▶ [Task to complete]:
Your task is to transcribe, without alteration, the lines from the top of the material below through the line bearing "- [ ] Updated migration guide (as needed)", inclusive.

▶ [Excerpted records]:
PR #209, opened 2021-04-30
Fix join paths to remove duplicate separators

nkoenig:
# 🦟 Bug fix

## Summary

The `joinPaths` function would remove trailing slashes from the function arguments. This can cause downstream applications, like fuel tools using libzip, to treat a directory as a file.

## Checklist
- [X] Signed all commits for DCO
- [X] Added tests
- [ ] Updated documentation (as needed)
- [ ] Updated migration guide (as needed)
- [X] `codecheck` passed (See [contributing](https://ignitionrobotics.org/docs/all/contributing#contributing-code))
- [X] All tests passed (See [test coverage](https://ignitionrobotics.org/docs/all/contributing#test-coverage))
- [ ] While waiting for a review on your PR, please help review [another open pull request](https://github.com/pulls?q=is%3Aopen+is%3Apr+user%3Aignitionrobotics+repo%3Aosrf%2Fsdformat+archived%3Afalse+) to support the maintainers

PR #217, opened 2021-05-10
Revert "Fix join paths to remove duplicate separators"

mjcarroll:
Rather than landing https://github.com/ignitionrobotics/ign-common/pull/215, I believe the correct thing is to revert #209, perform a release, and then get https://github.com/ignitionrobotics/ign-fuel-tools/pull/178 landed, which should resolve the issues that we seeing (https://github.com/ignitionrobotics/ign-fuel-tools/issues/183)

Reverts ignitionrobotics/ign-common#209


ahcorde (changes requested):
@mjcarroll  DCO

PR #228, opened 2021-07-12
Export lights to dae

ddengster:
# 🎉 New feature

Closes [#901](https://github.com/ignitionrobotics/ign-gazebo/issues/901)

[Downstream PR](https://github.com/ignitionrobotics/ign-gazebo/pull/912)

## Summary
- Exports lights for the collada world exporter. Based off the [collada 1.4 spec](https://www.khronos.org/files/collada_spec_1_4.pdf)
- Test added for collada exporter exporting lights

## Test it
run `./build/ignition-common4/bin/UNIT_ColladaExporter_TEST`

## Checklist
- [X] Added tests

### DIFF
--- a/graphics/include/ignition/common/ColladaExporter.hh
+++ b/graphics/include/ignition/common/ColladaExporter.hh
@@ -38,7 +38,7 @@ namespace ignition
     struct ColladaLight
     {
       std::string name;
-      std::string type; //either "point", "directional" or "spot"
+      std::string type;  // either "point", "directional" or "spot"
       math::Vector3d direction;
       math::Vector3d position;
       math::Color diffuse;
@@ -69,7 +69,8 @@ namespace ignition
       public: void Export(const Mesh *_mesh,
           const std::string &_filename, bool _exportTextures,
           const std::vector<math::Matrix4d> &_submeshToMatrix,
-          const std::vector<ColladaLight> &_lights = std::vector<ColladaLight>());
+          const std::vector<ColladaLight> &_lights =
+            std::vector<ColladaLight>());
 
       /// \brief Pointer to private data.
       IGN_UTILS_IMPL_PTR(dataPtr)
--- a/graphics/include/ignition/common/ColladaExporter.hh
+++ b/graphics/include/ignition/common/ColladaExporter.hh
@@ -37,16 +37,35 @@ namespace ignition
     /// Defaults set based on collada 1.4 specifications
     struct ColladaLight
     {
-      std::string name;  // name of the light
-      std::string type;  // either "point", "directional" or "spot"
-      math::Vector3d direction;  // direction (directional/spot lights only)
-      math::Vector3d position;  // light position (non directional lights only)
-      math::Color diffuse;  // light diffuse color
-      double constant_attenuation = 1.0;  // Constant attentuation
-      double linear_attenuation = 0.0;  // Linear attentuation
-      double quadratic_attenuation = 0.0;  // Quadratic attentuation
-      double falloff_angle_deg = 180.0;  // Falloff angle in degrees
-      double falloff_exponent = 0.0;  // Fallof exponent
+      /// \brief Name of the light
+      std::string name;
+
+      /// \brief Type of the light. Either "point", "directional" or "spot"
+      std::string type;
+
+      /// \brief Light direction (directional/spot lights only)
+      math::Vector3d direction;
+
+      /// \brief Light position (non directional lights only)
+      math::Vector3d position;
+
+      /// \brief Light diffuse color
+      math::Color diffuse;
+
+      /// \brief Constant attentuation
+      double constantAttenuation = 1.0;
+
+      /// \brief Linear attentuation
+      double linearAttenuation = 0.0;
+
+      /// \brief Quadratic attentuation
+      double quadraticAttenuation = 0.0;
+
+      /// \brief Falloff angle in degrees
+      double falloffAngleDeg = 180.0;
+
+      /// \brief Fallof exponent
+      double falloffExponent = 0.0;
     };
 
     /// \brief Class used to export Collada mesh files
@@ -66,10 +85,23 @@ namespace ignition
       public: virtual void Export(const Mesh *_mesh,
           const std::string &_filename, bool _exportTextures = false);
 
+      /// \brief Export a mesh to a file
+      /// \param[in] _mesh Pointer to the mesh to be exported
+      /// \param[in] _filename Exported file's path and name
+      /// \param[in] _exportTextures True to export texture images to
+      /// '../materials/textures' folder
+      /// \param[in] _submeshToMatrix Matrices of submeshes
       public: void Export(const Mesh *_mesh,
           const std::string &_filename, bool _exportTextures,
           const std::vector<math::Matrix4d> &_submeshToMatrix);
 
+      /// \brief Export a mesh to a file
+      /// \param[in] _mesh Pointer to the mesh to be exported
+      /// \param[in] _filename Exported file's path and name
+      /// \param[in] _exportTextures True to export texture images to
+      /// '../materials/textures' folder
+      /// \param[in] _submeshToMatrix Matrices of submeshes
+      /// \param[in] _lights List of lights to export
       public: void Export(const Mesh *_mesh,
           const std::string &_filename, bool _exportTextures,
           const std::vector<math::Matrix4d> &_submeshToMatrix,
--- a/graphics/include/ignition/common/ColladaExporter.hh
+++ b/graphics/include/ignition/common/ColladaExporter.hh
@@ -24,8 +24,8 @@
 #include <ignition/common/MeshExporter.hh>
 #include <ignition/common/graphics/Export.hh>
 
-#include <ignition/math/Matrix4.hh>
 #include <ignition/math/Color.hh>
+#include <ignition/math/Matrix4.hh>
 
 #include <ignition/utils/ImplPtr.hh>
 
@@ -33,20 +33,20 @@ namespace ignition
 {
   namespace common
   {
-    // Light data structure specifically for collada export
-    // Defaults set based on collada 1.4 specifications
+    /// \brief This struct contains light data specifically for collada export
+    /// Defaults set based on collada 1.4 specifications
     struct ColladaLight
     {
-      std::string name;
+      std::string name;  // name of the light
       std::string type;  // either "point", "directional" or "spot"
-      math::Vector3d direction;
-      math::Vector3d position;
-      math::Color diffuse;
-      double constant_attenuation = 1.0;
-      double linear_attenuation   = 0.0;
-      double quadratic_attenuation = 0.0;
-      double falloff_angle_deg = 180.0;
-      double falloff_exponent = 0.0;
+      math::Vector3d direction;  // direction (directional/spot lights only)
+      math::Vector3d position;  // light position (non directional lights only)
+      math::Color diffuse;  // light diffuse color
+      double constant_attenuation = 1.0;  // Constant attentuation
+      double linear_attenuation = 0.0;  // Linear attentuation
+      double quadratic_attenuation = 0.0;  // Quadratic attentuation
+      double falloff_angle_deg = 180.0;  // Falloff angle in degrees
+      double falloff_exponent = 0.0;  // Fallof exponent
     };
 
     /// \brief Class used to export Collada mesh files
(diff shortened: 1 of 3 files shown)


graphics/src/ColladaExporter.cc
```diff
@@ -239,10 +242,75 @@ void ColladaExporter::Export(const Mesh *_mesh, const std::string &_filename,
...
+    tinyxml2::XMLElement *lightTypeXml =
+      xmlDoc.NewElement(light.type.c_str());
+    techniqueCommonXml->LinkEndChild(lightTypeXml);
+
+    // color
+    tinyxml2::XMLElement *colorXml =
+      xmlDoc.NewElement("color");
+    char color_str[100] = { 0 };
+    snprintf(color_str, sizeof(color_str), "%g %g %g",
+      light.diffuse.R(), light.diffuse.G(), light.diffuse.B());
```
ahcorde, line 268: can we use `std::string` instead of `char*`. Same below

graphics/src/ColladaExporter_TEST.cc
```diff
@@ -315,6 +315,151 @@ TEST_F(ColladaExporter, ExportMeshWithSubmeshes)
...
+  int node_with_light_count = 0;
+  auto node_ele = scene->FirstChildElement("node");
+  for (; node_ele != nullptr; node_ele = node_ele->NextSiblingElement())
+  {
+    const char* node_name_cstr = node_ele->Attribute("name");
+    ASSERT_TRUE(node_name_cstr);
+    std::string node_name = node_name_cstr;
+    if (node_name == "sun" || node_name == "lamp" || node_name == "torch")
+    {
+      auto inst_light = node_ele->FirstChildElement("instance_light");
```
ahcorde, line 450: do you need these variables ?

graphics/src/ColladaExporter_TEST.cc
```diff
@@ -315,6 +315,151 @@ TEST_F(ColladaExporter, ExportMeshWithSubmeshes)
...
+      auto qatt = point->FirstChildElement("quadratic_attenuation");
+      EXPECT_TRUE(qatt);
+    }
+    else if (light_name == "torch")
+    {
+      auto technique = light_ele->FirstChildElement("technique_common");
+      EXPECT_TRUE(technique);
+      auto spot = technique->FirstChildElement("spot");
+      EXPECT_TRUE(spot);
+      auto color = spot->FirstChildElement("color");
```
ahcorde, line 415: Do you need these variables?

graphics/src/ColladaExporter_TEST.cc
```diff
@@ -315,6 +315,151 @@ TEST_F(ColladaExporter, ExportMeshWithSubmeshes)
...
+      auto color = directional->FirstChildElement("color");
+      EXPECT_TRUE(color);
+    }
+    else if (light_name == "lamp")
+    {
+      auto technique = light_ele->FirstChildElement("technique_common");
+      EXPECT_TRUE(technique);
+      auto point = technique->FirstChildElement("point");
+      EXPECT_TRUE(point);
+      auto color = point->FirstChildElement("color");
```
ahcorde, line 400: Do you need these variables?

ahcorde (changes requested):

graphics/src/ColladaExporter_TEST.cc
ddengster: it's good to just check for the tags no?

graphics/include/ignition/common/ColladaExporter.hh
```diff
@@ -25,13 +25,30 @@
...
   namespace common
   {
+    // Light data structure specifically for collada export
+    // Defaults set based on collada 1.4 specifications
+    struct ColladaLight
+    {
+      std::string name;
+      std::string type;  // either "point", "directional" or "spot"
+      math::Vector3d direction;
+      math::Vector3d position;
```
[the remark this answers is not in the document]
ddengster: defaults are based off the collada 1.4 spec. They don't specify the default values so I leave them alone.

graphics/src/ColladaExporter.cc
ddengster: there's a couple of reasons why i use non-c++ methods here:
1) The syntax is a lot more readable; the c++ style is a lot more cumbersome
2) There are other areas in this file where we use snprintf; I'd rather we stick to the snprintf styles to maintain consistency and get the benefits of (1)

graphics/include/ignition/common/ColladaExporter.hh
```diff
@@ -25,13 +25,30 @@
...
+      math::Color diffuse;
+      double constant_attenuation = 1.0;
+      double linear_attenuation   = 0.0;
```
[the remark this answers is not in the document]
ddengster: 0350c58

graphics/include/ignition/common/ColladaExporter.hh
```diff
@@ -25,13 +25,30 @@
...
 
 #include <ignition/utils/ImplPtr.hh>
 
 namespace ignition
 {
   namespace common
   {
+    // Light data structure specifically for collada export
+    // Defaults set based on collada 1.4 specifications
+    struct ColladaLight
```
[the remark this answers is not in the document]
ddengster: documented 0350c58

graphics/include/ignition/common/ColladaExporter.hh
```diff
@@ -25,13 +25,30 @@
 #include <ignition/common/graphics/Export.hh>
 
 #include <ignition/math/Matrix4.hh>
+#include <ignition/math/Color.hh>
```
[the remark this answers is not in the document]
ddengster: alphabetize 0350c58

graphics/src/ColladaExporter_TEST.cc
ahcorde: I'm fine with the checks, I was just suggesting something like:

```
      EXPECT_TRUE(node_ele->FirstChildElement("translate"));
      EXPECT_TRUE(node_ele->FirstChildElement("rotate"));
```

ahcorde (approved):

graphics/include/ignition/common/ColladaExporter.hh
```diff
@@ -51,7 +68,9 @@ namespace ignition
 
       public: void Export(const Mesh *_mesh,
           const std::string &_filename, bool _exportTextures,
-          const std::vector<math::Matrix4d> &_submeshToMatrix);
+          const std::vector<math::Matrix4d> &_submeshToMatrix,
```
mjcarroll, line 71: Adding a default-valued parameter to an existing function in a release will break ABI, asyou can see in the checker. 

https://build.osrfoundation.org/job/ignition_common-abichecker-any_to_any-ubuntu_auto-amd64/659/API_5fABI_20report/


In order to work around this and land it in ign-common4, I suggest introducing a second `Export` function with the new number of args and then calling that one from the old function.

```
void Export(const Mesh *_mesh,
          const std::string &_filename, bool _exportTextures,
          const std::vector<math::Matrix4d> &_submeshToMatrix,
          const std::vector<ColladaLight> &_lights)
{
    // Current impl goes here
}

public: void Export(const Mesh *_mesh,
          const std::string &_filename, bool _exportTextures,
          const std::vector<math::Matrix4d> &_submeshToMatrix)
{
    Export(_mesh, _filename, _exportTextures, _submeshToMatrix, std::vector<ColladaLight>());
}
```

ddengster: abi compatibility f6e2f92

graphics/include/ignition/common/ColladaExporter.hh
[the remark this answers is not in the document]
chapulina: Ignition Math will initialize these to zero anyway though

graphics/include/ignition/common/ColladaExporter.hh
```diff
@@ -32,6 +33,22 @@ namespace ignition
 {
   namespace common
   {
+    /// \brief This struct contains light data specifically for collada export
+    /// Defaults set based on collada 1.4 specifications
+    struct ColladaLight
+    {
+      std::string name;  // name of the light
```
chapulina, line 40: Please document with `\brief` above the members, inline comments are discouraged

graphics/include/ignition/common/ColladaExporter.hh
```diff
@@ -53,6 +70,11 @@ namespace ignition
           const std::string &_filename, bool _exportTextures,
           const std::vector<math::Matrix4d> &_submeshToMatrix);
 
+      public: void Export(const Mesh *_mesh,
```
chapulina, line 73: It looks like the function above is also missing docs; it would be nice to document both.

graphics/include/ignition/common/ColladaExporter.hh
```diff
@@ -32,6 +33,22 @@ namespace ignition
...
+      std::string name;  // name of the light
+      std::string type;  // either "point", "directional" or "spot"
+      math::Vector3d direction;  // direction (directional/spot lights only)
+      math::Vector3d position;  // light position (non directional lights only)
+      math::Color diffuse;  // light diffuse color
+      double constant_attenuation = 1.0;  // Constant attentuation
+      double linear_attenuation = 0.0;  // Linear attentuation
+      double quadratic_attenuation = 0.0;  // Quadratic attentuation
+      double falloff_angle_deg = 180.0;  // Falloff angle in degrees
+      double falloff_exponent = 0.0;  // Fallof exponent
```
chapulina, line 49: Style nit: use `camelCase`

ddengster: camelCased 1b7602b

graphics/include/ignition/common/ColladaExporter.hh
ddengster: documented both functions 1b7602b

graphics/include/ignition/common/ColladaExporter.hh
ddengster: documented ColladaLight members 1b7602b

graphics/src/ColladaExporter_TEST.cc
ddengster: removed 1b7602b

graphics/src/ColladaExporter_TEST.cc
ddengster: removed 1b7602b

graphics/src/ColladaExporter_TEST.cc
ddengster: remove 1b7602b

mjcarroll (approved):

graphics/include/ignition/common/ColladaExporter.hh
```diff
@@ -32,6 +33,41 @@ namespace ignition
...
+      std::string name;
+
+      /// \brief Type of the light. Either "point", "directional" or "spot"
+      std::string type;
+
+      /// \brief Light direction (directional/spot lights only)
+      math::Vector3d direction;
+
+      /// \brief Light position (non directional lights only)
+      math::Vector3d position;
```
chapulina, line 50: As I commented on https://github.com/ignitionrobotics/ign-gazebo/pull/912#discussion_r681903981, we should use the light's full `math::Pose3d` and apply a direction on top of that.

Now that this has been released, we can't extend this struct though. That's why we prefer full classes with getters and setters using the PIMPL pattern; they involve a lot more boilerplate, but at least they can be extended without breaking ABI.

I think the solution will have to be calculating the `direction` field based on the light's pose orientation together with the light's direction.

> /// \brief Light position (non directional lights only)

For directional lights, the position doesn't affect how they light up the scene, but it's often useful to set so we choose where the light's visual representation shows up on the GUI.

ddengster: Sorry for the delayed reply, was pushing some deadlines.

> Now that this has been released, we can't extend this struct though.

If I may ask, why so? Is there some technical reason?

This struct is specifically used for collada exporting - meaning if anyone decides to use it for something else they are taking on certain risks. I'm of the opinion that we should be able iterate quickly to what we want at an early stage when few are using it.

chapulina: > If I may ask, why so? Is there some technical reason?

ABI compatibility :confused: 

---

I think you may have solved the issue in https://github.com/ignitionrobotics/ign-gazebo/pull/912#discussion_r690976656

▶ [Exercise result]:
PR #209, opened 2021-04-30
Fix join paths to remove duplicate separators

nkoenig:
# 🦟 Bug fix

## Summary

The `joinPaths` function would remove trailing slashes from the function arguments. This can cause downstream applications, like fuel tools using libzip, to treat a directory as a file.

## Checklist
- [X] Signed all commits for DCO
- [X] Added tests
- [ ] Updated documentation (as needed)
- [ ] Updated migration guide (as needed)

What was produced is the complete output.